You don't need to split the file.
Sort your BED file with BEDOPS sort-bed
, if unsorted:
$ sort-bed reads.unsorted.bed > reads.bed
Then pass the chromosome name to bedops
or bedmap
or closest-features
via --chrom <chromosome>
to do work only on that chromosome:
$ bedops --chrom chrN --operations ...
Or:
$ bedmap --chrom chrN --operations ...
Etc.
If you want a list of all operations, take a look at the BEDOPS documentation.
If you want a fast list of chromosomes:
$ bedextract --list-chr reads.bed
You can pipe this list to a script loop, to do work over each chromosome on a computational cluster. BEDOPS enables parallelization by chromosome pretty easily.
These operations are very fast, because this uses the sort order in sort-bed
sorted BED files to do a binary search that determines chromosome bounds. Operations that take minutes or hours can go down to seconds.
If your reads are single-end, you should be able to add --faster
to BEDOPS commands to make them use similar techniques to speed operations up even further.

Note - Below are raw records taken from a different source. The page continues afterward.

PR #2243, opened 2022-09-02
2216 pass servers to exploiters

ilija-lazoroski:
# What does this PR do?

Fixes part of #2216..

## PR Checklist

## Testing Checklist

    > Tested by running agent locally and by running unit tests

image

### DIFF
--- a/monkey/infection_monkey/exploit/HostExploiter.py
+++ b/monkey/infection_monkey/exploit/HostExploiter.py
@@ -2,7 +2,7 @@ import logging
 import threading
 from abc import abstractmethod
 from datetime import datetime
-from typing import Dict, List
+from typing import Dict, Sequence
 
 from common.event_queue import IEventQueue
 from common.utils.exceptions import FailedExploitationError
@@ -59,7 +59,7 @@ class HostExploiter:
     def exploit_host(
         self,
         host,
-        servers: List[str],
+        servers: Sequence[str],
         current_depth: int,
         telemetry_messenger: ITelemetryMessenger,
         event_queue: IEventQueue,
--- a/monkey/infection_monkey/exploit/HostExploiter.py
+++ b/monkey/infection_monkey/exploit/HostExploiter.py
@@ -2,7 +2,7 @@ import logging
 import threading
 from abc import abstractmethod
 from datetime import datetime
-from typing import Dict
+from typing import Dict, List
 
 from common.event_queue import IEventQueue
 from common.utils.exceptions import FailedExploitationError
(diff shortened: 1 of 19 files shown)


monkey/infection_monkey/exploit/HostExploiter.py
```diff
@@ -58,6 +59,7 @@ def report_login_attempt(self, result, user, password="", lm_hash="", ntlm_hash=
     def exploit_host(
         self,
         host,
+        servers: List[str],
```
mssalvatore, line 62:
```suggestion
        servers: Sequence[str],
```

monkey/infection_monkey/exploit/exploiter_wrapper.py
```diff
@@ -24,18 +24,21 @@ def __init__(
             telemetry_messenger: ITelemetryMessenger,
             event_queue: IEventQueue,
             agent_binary_repository: IAgentBinaryRepository,
+            servers: List[str],
```
mssalvatore, line 27:
```suggestion
            servers: Sequence[str],
```

mssalvatore: Servers need to be passed to the exploiter every time the exploiter is run. The list of servers may change over time.

mssalvatore (changes requested):

mssalvatore:
How was this tested?

monkey/infection_monkey/master/exploiter.py
```diff
@@ -53,6 +53,7 @@ def exploit_hosts(
         exploitation_config: ExploitationConfiguration,
         hosts_to_exploit: Queue,
         current_depth: int,
+        servers: Sequence[str],
```
VakarisZ, line 56: Maybe it's worth moving the servers to be object property? Most of Exploiter methods seem to use this parameter

VakarisZ: Perhaps not, but these method definitions are growing larger and larger. This class pass around a bunch of parameters it doesn't use and it doesn't need to know depth, servers or targets. It needs to know  only stop event and victim OS by the looks of it

VakarisZ (approved):

monkey/infection_monkey/master/exploiter.py
mssalvatore: In the future, the list of severs may be updated with the list of all known servers from the island. The exploiter needs to be able to receive an updated list every time it runs.

mssalvatore (approved):

PR #2250, opened 2022-09-07
2216 modify controlclient find server

ilija-lazoroski:
# What does this PR do?

Fixes part of #2216.

Paired with @shreyamalviya  on modifing the find_server to accept list of servers. 

## PR Checklist
* [x] Have you added an explanation of what your changes do and why you'd like to include them?
* [x] ~Is the TravisCI build passing?~
* [x] ~Was the CHANGELOG.md updated to reflect the changes?~
* [x] Was the documentation framework updated to reflect the changes?
* [x] Have you checked that you haven't introduced any duplicate code?

## Testing Checklist

* [x] Added relevant unit tests?
* [x] Have you successfully tested your changes locally? Elaborate:
    > Tested by {Running the Monkey locally with relevant config/running Island/...}
* [x] If applicable, add screenshots or log transcripts of the feature working

PR #2251, opened 2022-09-07
2216 use tcprelay in agent

cakekoa:
# What does this PR do?

Fixes part of #2216.

Replaces the `MonkeyTunnel` with `TCPRelay`

## PR Checklist

## Testing Checklist

    > *Did not test* because of other errors in the base branch


monkey/infection_monkey/monkey.py
```diff
@@ -180,14 +186,27 @@ def _setup(self):
         control_channel.register_agent(self._opts.parent)
 
         config = control_channel.get_config()
-        self._monkey_inbound_tunnel = self._control_client.create_control_tunnel(
-            config.keep_tunnel_open_time
+
+        local_port = get_free_tcp_port()
+        sock, ip_str, port = connect([self._opts.server])
```
ilija-lazoroski, line 191: We don't have `self._opts.server` anymore. We have list of servers.

monkey/infection_monkey/monkey.py
```diff
@@ -180,14 +186,27 @@ def _setup(self):
...
+            IPv4Address(ip_str),
+            port,
+            client_disconnect_timeout=config.keep_tunnel_open_time,
+        )
+        self._relay_user_handler = user_handler
+        self._relay = TCPRelay(
+            self._relay_user_handler,
+            connection_handler,
+            pipe_spawner,
         )
```
ilija-lazoroski, line 204: Probably all of this should go under a different function and just call that from `_setup`.

monkey/infection_monkey/network/tools.py
```diff
@@ -90,3 +91,39 @@ def atol(x):
...
+    """
+    Attempt to connect to addresses in the given list.
+
+    :param connections: The addresses to try and connect to.
+    :return: The socket, address, and port of the connection.
+    :raises: ConnectionError if no connection could be established.
+    :raises: ValueError if an improper connection is provided.
+    """
+    for connection in connections:
+        ip, _, port = connection.rpartition(":")
```
ilija-lazoroski, line 106: Use `address_to_ip_port`

monkey/infection_monkey/monkey.py
```diff
@@ -180,14 +186,27 @@ def _setup(self):
         control_channel.register_agent(self._opts.parent)
 
         config = control_channel.get_config()
-        self._monkey_inbound_tunnel = self._control_client.create_control_tunnel(
-            config.keep_tunnel_open_time
+
+        local_port = get_free_tcp_port()
+        sock, ip_str, port = connect([self._opts.server])
+        sock.close()
```
mssalvatore, line 192: Are we doing this to make sure the port is actually free? `get_free_tcp_port()` will only return available/free ports.

monkey/tests/unit_tests/infection_monkey/network/test_network_tools.py
```diff
@@ -0,0 +1,13 @@
...
+
+
+def test_connect_raises_with_empty_list():
+    with pytest.raises(ConnectionError):
+        connect([])
+
+
+def test_connect_raises_with_bad_data():
+    with pytest.raises(ValueError):
+        connect(["no-port"])
```
ilija-lazoroski, line 13: Probably one more test where we check if `socket.create_connection` is called with right arguments.

monkey/infection_monkey/monkey.py
cakekoa: I was just keeping the status quo -- that's what MonkeyTunnel was using as the local port:
https://github.com/guardicore/monkey/blob/develop/monkey/infection_monkey/tunnel.py#L138

monkey/infection_monkey/monkey.py
cakekoa: Thanks!

monkey/tests/unit_tests/infection_monkey/network/test_network_tools.py
cakekoa: I don't know a good unobtrusive way to do this without modifying the method signature

monkey/infection_monkey/monkey.py
mssalvatore: Sure, but why connect and close?

monkey/infection_monkey/monkey.py
```diff
@@ -180,14 +181,19 @@ def _setup(self):
...
+            client_disconnect_timeout=config.keep_tunnel_open_time,
         )
-        if self._monkey_inbound_tunnel and maximum_depth_reached(
-            config.propagation.maximum_depth, self._current_depth
-        ):
-            self._inbound_tunnel_opened = True
-            self._monkey_inbound_tunnel.start()
+
+        if maximum_depth_reached(config.propagation.maximum_depth, self._current_depth):
+            self._relay.start()
```
mssalvatore, line 196: I see that this logic preserves what was here, but I'm confused. This seems backwards. If maximum depth is reached, we _don't_ want to start the relay; since we won't spawn any new/child agents, there's no need for us to start a relay.

How did this ever work in the first place?

monkey/infection_monkey/monkey.py
```diff
@@ -374,9 +380,7 @@ def _build_victim_host_factory(
         on_island = self._running_on_island(local_network_interfaces)
         logger.debug(f"This agent is running on the island: {on_island}")
 
-        return VictimHostFactory(
-            self._monkey_inbound_tunnel, self._cmd_island_ip, self._cmd_island_port, on_island
-        )
+        return VictimHostFactory(None, self._cmd_island_ip, self._cmd_island_port, on_island)
```
mssalvatore, line 383: @ilija-lazoroski Don't forget this in #2250

monkey/infection_monkey/monkey.py
cakekoa: `connect()` uses a list of servers and returns connection info on the first one that it can connect to. It needs to establish a connection in order to verify that it is viable. I agree that having to close the returned socket is kinda wonky. I could wrap this in another function, `get_viable_connection()` that would just return the IP and port

monkey/infection_monkey/monkey.py
cakekoa: Yeah, I was wondering the same thing. The logic was backwards. I pushed commit to fix this.

monkey/infection_monkey/network/tools.py
```diff
@@ -90,3 +92,40 @@ def atol(x):
...
+    :param port: The port to use.
+    :return: The socket on a successful connection, otherwise None.
+    """
+    try:
+        logging.debug(f"Attempting to connect to {ip}:{port}")
+        sock = socket.create_connection((ip, port), timeout=1)
+    except Exception:
+        return None
+
+    return sock
```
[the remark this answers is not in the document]
cakekoa: Removed

monkey/infection_monkey/monkey.py
cakekoa: This code has been shortened. Let me know if we think we still want to change this.

monkey/infection_monkey/monkey.py
```diff
@@ -394,9 +395,9 @@ def cleanup(self):
 
             reset_signal_handlers()
 
-            if self._inbound_tunnel_opened:
-                self._monkey_inbound_tunnel.stop()
-                self._monkey_inbound_tunnel.join()
+            if self._relay and self._relay.is_alive():
+                self._relay.stop()
+                self._relay.join()
```
mssalvatore, line 400: Let's set a timeout on this `join()`. Maybe 60 seconds? I know there are other timeouts in play, but let's not hang the whole agent up if the relay won't shut down.

We want the agent to shut down in 120 seconds or less from the time the user hits the stop button in the UI.

monkey/infection_monkey/monkey.py
mssalvatore: Are you sure it got pushed?

monkey/infection_monkey/monkey.py
```diff
@@ -180,14 +180,17 @@ def _setup(self):
         control_channel.register_agent(self._opts.parent)
 
         config = control_channel.get_config()
-        self._monkey_inbound_tunnel = self._control_client.create_control_tunnel(
-            config.keep_tunnel_open_time
+
+        local_port = get_free_tcp_port()
```
mssalvatore, line 184:
```suggestion
        relay_port = get_free_tcp_port()
```

monkey/infection_monkey/network/relay/tcp_relay.py
```diff
@@ -12,13 +18,21 @@ class TCPRelay(Thread, InterruptableThreadMixin):
 
     def __init__(
         self,
-        relay_user_handler: RelayUserHandler,
-        connection_handler: TCPConnectionHandler,
-        pipe_spawner: TCPPipeSpawner,
+        local_port: int,
```
mssalvatore, line 21:
```suggestion
        relay_port: int,
```

mssalvatore (changes requested):

monkey/infection_monkey/network/info.py
```diff
@@ -119,15 +122,19 @@ def get_routes():  # based on scapy implementation for route parsing
 
 
 def get_free_tcp_port(min_range=1024, max_range=65535):
-    min_range = max(1, min_range)
-    max_range = min(65535, max_range)
 
-    in_use = [conn.laddr[1] for conn in psutil.net_connections()]
+    in_use = sorted([conn.laddr[1] for conn in psutil.net_connections()])
```
mssalvatore, line 126: Why not just

```suggestion
    in_use = set([conn.laddr[1] for conn in psutil.net_connections()])
```

Then you don't need `in_sorted_sequence()` and lookups are O(1)-ish instead of O(log n).

mssalvatore: you can do one better and use a set comprehension

`in_use = {conn.laddr[1] for conn in psutil.net_connections()}`

cakekoa: Awesome!

monkey/infection_monkey/monkey.py
cakekoa: It's pushed now

mssalvatore (approved):

PR #2257, opened 2022-09-07
2216 notify relay when finished

cakekoa:
# What does this PR do?

Fixes part of #2216.

Sends the notification upstream to tell the agent's relay that it is disconnecting.

## PR Checklist

## Testing Checklist

### DIFF
--- a/monkey/infection_monkey/network/relay/utils.py
+++ b/monkey/infection_monkey/network/relay/utils.py
@@ -1,5 +1,6 @@
 import logging
 import socket
+from ipaddress import IPv4Address
 from typing import Iterable, Optional
 
 import requests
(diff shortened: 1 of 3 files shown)


monkey/infection_monkey/network/relay/utils.py
```diff
@@ -0,0 +1,22 @@
...
+from . import RELAY_CONTROL_MESSAGE
+
+
+def notify_disconnect(server_ip: IPv4Address, server_port: int):
+    """
+    Tell upstream relay that we no longer need the relay.
+
+    :param server_ip: The IP address of the server to notify.
+    :param server_port: The port of the server to notify.
+    :raises OSError: If the disconnect message failed to send.
```
mssalvatore, line 12: Are there other errors that could be raised? ATM, `_close_tunnel()` doesn't catch any exceptions. If `notify_disconnect()` raises an exception, than `self._singleton.unlock()` will never be called, which would prevent new agents from being spawned on the machine.

I think it's fine if this function catches all exceptions and logs them. Either that or `_close_tunne()` should catch and log. Either way is fine with me, as long as we're confident that `self._singleton.unlock()` will always get called.

mssalvatore: Update: I pushed https://github.com/guardicore/monkey/pull/2257/commits/8858bf9772d9089dd0a3cd32a952a237c337013a to ensure that the "singleton" is always unlocked. We should still scrutinize this to make sure we're happy with how errors are being caught. If the cleanup routine changes in the future, uncaught errors here could cause issues.

mssalvatore (changes requested):

monkey/infection_monkey/network/relay/utils.py
cakekoa: Yeah, I looked into this but the `socket` documentation is pretty vague. From what I can surmise, all socket errors derive from `OSError`. I opted to allow the function to raise errors to give the caller the option to decide what to do if the disconnect message fails to send. If we're happy not handling that and just logging it, I can switch to logging it here.

mssalvatore: Let's handle it in `_close_tunnel()`. Then the caller still decides and it's handled.

cakekoa: This is now updated after rebasing onto the latest `2216-tcp-relay`

mssalvatore (approved):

Paired-end reads can result in "nested" elements that prevent the use of --faster
without some pre-processing tricks. Your data is on the multi-GB scale such that, if you are working with paired-end reads, you may be interested in investigating these tricks if you're doing these operations repeatedly. See the "extra work" note in the bedextract
documentation.
Thank you very much for the detailed information. The list of positions I'm talking about is no longer at reads level - they are just chromosome & positions. It looks like I should turn this list into another bed file, and just use "6.1.2.3.3. Retrieving elements which overlap target elements" and I'm going to give it a try.